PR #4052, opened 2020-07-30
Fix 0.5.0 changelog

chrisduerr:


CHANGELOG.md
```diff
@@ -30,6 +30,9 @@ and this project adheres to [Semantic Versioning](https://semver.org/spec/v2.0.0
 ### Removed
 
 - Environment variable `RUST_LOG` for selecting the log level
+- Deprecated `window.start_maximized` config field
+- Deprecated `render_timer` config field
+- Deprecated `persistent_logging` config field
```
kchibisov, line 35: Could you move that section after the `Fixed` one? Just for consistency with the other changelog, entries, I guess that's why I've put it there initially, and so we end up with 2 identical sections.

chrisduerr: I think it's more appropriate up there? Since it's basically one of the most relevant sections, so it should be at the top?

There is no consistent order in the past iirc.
---
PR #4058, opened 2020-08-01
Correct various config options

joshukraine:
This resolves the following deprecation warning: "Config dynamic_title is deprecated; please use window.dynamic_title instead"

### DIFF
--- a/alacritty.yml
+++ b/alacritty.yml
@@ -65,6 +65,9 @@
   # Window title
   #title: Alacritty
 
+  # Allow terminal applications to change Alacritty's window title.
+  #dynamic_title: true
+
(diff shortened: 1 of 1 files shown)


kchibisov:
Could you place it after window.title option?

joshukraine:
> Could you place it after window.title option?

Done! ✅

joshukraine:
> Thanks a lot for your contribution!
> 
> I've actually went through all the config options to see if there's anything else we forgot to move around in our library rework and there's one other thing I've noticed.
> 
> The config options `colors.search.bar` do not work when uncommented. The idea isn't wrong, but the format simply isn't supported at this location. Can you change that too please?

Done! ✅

• Task instructions: There is a line with "PR #4052, opened 2020-07-30" and a line with "There is no" above. Copy exactly those two lines and all lines between them, with nothing else.

• Answer area:
PR #4052, opened 2020-07-30
Fix 0.5.0 changelog

chrisduerr:


CHANGELOG.md
```diff
@@ -30,6 +30,9 @@ and this project adheres to [Semantic Versioning](https://semver.org/spec/v2.0.0
 ### Removed
 
 - Environment variable `RUST_LOG` for selecting the log level
+- Deprecated `window.start_maximized` config field
+- Deprecated `render_timer` config field
+- Deprecated `persistent_logging` config field
```
kchibisov, line 35: Could you move that section after the `Fixed` one? Just for consistency with the other changelog, entries, I guess that's why I've put it there initially, and so we end up with 2 identical sections.

chrisduerr: I think it's more appropriate up there? Since it's basically one of the most relevant sections, so it should be at the top?

There is no consistent order in the past iirc.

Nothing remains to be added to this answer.